==== Supplied material ====

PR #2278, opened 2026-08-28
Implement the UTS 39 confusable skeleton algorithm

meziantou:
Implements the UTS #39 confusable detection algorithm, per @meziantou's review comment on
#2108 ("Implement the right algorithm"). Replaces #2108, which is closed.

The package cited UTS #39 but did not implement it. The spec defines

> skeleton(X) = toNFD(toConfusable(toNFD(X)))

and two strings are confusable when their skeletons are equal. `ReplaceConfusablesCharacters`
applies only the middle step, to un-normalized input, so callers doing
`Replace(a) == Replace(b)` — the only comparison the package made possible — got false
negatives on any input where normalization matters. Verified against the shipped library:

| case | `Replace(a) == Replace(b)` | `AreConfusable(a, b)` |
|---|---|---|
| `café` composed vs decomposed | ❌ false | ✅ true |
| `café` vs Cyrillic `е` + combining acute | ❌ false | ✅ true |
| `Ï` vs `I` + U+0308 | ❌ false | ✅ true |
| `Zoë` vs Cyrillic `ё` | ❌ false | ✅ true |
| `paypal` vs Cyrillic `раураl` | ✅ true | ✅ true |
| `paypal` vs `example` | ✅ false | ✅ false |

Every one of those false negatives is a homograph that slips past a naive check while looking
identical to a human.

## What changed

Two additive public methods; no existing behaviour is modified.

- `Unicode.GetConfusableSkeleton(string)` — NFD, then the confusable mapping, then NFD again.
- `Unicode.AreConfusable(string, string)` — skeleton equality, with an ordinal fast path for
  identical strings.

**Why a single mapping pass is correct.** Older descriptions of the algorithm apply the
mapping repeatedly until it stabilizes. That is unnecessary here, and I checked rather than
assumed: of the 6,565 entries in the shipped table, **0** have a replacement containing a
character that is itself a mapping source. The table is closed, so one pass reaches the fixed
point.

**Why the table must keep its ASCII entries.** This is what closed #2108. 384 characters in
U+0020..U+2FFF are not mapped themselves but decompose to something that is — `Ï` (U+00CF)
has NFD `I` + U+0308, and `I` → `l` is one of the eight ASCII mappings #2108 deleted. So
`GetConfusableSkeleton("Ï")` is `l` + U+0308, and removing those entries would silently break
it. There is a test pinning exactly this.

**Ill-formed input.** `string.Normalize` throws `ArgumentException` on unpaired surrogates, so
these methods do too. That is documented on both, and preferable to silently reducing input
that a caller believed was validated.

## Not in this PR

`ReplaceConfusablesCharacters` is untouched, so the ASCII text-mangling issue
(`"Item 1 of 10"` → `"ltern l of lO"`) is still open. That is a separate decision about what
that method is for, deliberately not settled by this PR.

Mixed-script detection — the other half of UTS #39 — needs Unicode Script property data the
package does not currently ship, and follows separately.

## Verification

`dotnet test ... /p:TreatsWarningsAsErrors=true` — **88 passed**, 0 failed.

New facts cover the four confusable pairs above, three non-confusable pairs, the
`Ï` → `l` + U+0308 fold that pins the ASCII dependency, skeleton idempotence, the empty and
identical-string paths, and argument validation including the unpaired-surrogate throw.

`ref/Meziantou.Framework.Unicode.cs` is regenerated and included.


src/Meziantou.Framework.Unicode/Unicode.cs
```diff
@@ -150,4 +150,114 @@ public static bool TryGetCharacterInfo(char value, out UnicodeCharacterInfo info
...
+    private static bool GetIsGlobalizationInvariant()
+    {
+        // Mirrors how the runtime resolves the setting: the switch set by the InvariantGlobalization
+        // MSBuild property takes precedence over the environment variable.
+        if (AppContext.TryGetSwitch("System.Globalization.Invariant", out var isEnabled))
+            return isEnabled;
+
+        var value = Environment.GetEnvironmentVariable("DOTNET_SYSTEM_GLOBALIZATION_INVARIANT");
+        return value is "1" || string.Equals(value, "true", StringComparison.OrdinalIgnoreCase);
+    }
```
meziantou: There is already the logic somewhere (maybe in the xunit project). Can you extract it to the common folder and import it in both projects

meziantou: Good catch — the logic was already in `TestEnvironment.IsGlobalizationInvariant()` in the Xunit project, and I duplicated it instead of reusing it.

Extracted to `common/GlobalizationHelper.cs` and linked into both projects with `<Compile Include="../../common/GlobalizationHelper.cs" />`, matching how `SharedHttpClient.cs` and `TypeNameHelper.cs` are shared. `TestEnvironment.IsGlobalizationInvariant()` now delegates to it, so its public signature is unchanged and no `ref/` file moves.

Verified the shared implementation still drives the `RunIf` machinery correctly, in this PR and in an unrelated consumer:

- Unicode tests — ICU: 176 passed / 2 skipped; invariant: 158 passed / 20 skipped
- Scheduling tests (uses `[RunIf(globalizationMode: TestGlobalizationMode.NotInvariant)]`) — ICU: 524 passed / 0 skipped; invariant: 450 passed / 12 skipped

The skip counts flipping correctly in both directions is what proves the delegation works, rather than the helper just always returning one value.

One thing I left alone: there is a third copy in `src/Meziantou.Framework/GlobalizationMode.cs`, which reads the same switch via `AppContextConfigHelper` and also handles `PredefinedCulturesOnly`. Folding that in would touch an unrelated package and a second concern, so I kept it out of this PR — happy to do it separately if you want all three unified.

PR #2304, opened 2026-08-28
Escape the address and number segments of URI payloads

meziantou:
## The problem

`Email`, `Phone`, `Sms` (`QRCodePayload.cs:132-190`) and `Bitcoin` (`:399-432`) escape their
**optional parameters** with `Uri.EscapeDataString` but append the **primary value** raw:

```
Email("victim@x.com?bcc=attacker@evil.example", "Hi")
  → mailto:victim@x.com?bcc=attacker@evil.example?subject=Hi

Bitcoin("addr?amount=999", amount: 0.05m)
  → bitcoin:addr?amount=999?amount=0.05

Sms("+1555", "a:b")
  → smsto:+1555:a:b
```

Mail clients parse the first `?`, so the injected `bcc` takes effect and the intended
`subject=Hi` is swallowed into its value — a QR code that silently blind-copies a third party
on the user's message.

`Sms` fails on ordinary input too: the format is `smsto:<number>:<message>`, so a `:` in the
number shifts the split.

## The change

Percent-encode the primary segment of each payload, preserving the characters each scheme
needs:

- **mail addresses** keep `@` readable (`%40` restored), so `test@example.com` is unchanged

====

> **Assignment**: Please print all the data again exactly as given.

> **Task answer**:
PR #2278, opened 2026-08-28
Implement the UTS 39 confusable skeleton algorithm

meziantou:
Implements the UTS #39 confusable detection algorithm, per @meziantou's review comment on
#2108 ("Implement the right algorithm"). Replaces #2108, which is closed.

The package cited UTS #39 but did not implement it. The spec defines

> skeleton(X) = toNFD(toConfusable(toNFD(X)))

and two strings are confusable when their skeletons are equal. `ReplaceConfusablesCharacters`
applies only the middle step, to un-normalized input, so callers doing
`Replace(a) == Replace(b)` — the only comparison the package made possible — got false
negatives on any input where normalization matters. Verified against the shipped library:

| case | `Replace(a) == Replace(b)` | `AreConfusable(a, b)` |
|---|---|---|
| `café` composed vs decomposed | ❌ false | ✅ true |
| `café` vs Cyrillic `е` + combining acute | ❌ false | ✅ true |
| `Ï` vs `I` + U+0308 | ❌ false | ✅ true |
| `Zoë` vs Cyrillic `ё` | ❌ false | ✅ true |
| `paypal` vs Cyrillic `раураl` | ✅ true | ✅ true |
| `paypal` vs `example` | ✅ false | ✅ false |

Every one of those false negatives is a homograph that slips past a naive check while looking
identical to a human.

## What changed

Two additive public methods; no existing behaviour is modified.

- `Unicode.GetConfusableSkeleton(string)` — NFD, then the confusable mapping, then NFD again.
- `Unicode.AreConfusable(string, string)` — skeleton equality, with an ordinal fast path for
  identical strings.

**Why a single mapping pass is correct.** Older descriptions of the algorithm apply the
mapping repeatedly until it stabilizes. That is unnecessary here, and I checked rather than
assumed: of the 6,565 entries in the shipped table, **0** have a replacement containing a
character that is itself a mapping source. The table is closed, so one pass reaches the fixed
point.

**Why the table must keep its ASCII entries.** This is what closed #2108. 384 characters in
U+0020..U+2FFF are not mapped themselves but decompose to something that is — `Ï` (U+00CF)
has NFD `I` + U+0308, and `I` → `l` is one of the eight ASCII mappings #2108 deleted. So
`GetConfusableSkeleton("Ï")` is `l` + U+0308, and removing those entries would silently break
it. There is a test pinning exactly this.

**Ill-formed input.** `string.Normalize` throws `ArgumentException` on unpaired surrogates, so
these methods do too. That is documented on both, and preferable to silently reducing input
that a caller believed was validated.

## Not in this PR

`ReplaceConfusablesCharacters` is untouched, so the ASCII text-mangling issue
(`"Item 1 of 10"` → `"ltern l of lO"`) is still open. That is a separate decision about what
that method is for, deliberately not settled by this PR.

Mixed-script detection — the other half of UTS #39 — needs Unicode Script property data the
package does not currently ship, and follows separately.

## Verification

`dotnet test ... /p:TreatsWarningsAsErrors=true` — **88 passed**, 0 failed.

New facts cover the four confusable pairs above, three non-confusable pairs, the
`Ï` → `l` + U+0308 fold that pins the ASCII dependency, skeleton idempotence, the empty and
identical-string paths, and argument validation including the unpaired-surrogate throw.

`ref/Meziantou.Framework.Unicode.cs` is regenerated and included.


src/Meziantou.Framework.Unicode/Unicode.cs
```diff
@@ -150,4 +150,114 @@ public static bool TryGetCharacterInfo(char value, out UnicodeCharacterInfo info
...
+    private static bool GetIsGlobalizationInvariant()
+    {
+        // Mirrors how the runtime resolves the setting: the switch set by the InvariantGlobalization
+        // MSBuild property takes precedence over the environment variable.
+        if (AppContext.TryGetSwitch("System.Globalization.Invariant", out var isEnabled))
+            return isEnabled;
+
+        var value = Environment.GetEnvironmentVariable("DOTNET_SYSTEM_GLOBALIZATION_INVARIANT");
+        return value is "1" || string.Equals(value, "true", StringComparison.OrdinalIgnoreCase);
+    }
```
meziantou: There is already the logic somewhere (maybe in the xunit project). Can you extract it to the common folder and import it in both projects

meziantou: Good catch — the logic was already in `TestEnvironment.IsGlobalizationInvariant()` in the Xunit project, and I duplicated it instead of reusing it.

Extracted to `common/GlobalizationHelper.cs` and linked into both projects with `<Compile Include="../../common/GlobalizationHelper.cs" />`, matching how `SharedHttpClient.cs` and `TypeNameHelper.cs` are shared. `TestEnvironment.IsGlobalizationInvariant()` now delegates to it, so its public signature is unchanged and no `ref/` file moves.

Verified the shared implementation still drives the `RunIf` machinery correctly, in this PR and in an unrelated consumer:

- Unicode tests — ICU: 176 passed / 2 skipped; invariant: 158 passed / 20 skipped
- Scheduling tests (uses `[RunIf(globalizationMode: TestGlobalizationMode.NotInvariant)]`) — ICU: 524 passed / 0 skipped; invariant: 450 passed / 12 skipped

The skip counts flipping correctly in both directions is what proves the delegation works, rather than the helper just always returning one value.

One thing I left alone: there is a third copy in `src/Meziantou.Framework/GlobalizationMode.cs`, which reads the same switch via `AppContextConfigHelper` and also handles `PredefinedCulturesOnly`. Folding that in would touch an unrelated package and a second concern, so I kept it out of this PR — happy to do it separately if you want all three unified.

PR #2304, opened 2026-08-28
Escape the address and number segments of URI payloads

meziantou:
## The problem

`Email`, `Phone`, `Sms` (`QRCodePayload.cs:132-190`) and `Bitcoin` (`:399-432`) escape their
**optional parameters** with `Uri.EscapeDataString` but append the **primary value** raw:

```
Email("victim@x.com?bcc=attacker@evil.example", "Hi")
  → mailto:victim@x.com?bcc=attacker@evil.example?subject=Hi

Bitcoin("addr?amount=999", amount: 0.05m)
  → bitcoin:addr?amount=999?amount=0.05

Sms("+1555", "a:b")
  → smsto:+1555:a:b
```

Mail clients parse the first `?`, so the injected `bcc` takes effect and the intended
`subject=Hi` is swallowed into its value — a QR code that silently blind-copies a third party
on the user's message.

`Sms` fails on ordinary input too: the format is `smsto:<number>:<message>`, so a `:` in the
number shifts the split.

## The change

Percent-encode the primary segment of each payload, preserving the characters each scheme
needs:

- **mail addresses** keep `@` readable (`%40` restored), so `test@example.com` is unchanged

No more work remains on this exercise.